4.8.2. Ensuring Privacy and Confidentiality of Student Data:
Protecting the privacy and confidentiality of student data is paramount in maintaining trust and ethical standards in education. Teachers and educational institutions must implement measures to safeguard student information from unauthorized access, use, or disclosure. This includes ensuring that student records are stored securely, restricting access to sensitive data only to authorized personnel, and obtaining consent before sharing any identifiable information with third parties. Additionally, when conducting research or assessments that involve collecting student data, it's essential to anonymize data wherever possible to prevent the identification of individual students. Regular reviews of data protection policies and procedures should be conducted to ensure compliance with relevant laws and regulations, such as the Family Educational Rights and Privacy Act (FERPA) in the United States.

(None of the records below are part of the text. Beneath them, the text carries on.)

PR #2765, opened 2026-06-30
Instrumentation hub compatibility

petewall:
# Description

Enables full compatibility with Instrumentation Hub:

* Adds Beyla K8s Cache inside of `telemetryServices`
  * This *cannot* be used to deploy Beyla itself (that would be a breaking change)
  * We have validators to protect things
* Adds the SDK Injection controller to `telemetryServices`
  * Validators will check and tell users how to set the service account reference
* Adds a `service-discovery` collector preset, which sets the `service-discovery=true` FM attribute

An instrumentation-hub platform test should exercise all of these and will eventually run queries to Grafana Cloud to ensure it's working end-to-end.

Fixes #

## Authorship


petewall:
One of these changes is to put the Beyla helm chart inside of `telemetryServices`. It wouldn't remove the one inside of `autoInstrumentation`, because that would be a breaking change.

mariomac (approved):
Good to me! Thanks!

charts/k8s-monitoring/charts/telemetry-services/templates/_validate.tpl
```diff
@@ -1,6 +1,85 @@
...
+
+For now, the Beyla subchart under telemetryServices is only meant to deploy the standalone Kubernetes metadata
+cache (k8sCache), not Beyla itself. Beyla should be deployed by the Auto-Instrumentation feature.
+This check:
+  1. Blocks enabling the Beyla agent here (telemetryServices.beyla.enabled), pointing users at the
+     autoInstrumentation feature instead.
+  2. Prevents deploying two k8sCache instances when both this service and an enabled autoInstrumentation
+     feature would each create one.
+*/}}
+{{- define "telemetryServices.validate.beyla" }}
```
TylerHelmuth, line 55: We have a bug where if the telemetryServices beyla and autoinstrumenation beyla are both configured they will conflict on the serviceaccount, clusterrole, and clusterrolbinding name. Example values.yaml that produces the issue:

```yaml
cluster:
  name: collision-test

destinations:
  localPrometheus:
    type: prometheus
    url: http://prometheus-server.prometheus.svc:9090/api/v1/write

autoInstrumentation:
  enabled: true
  collector: alloy-metrics
  beyla:
    k8sCache:
      replicas: 0

telemetryServices:
  beyla:
    deploy: true
    k8sCache:
      replicas: 1

collectors:
  alloy-metrics:
    enabled: true
```

TylerHelmuth: I'll add a `nameOverride` like the sdkinjector values.yaml

TylerHelmuth (approved):

mariomac (changes requested):
redacted to reduce noise

mariomac (approved):
Ok. I managed to get the injector working in this PR. What I had to do:

Set:
```
telemetryServices:
  sdkInjector:
    deploy: true
    allowedConfigMapWriters: system:serviceaccount:$(POD_NAMESPACE):grafana-k8s-monitoring-alloy-logs,system:serviceaccount:$(POD_NAMESPACE):grafana-k8s-monitoring-alloy-metrics,system:serviceaccount:$(POD_NAMESPACE):grafana-k8s-monitoring-alloy-profiles,system:serviceaccount:$(POD_NAMESPACE):grafana-k8s-monitoring-alloy-receiver,system:serviceaccount:$(POD_NAMESPACE):grafana-k8s-monitoring-alloy-singleton
  beyla:
    deploy: true
```

But I would had expected that any of the alloy instances already included a beyla.ebpf receiver defining at least something like:

```hcl
      injector {
        instrument {
          kubernetes {
            namespace = "demo"
          }
        }

        webhook {
          external_deployment_name = "beyla-k8s-injector/beyla-k8s-injector-controller-manager"
        }

        image_version = "2026.06.16.0"
        exporter_otlp_endpoint = "http://alloy-otlp:4318"
      }
```

Instead, I had to deploy my own alloy preconfigured to run `beyla.ebpf` with the injector mode. I guess it is expected as the current latest image of Alloy still does not support this Beyla feature, right?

4.9. Limitations and Challenges
4.9.1. Technical Issues with ChatGPT and Padlet Integration:
Integrating ChatGPT with Padlet for educational purposes may present technical challenges that could impact the effectiveness of the learning experience. Some potential technical issues may include compatibility issues between ChatGPT and Padlet platforms, such as formatting discrepancies or limitations in the types of interactions supported. Additionally, network connectivity issues or server downtimes could disrupt the seamless integration between the two platforms, affecting the flow of communication and collaboration in the classroom. It's essential to have a contingency plan in place to address these technical issues promptly, such as providing alternative communication channels or technical support resources for students and educators.
4.9.2. Potential Bias in Data Collection and Analysis:
When collecting and analyzing data in educational settings, there's a risk of potential bias that could skew the results and conclusions drawn from the study. Bias may arise from various sources, such as the selection of participants, the design of assessment tools, or the interpretation of data. In the context of using ChatGPT and Padlet, bias could manifest in the form of disproportionate participation from certain student groups, leading to unequal representation of perspectives or experiences. Similarly, biases in the design of prompts or questions posed to students could influence the types of responses elicited, affecting the validity and reliability of the data collected. To mitigate potential bias, it's important to employ diverse and inclusive sampling methods, use validated assessment instruments, and employ rigorous data analysis techniques, such as triangulation and peer review. Additionally, transparent reporting of methods and findings can help identify and address potential biases in the research process.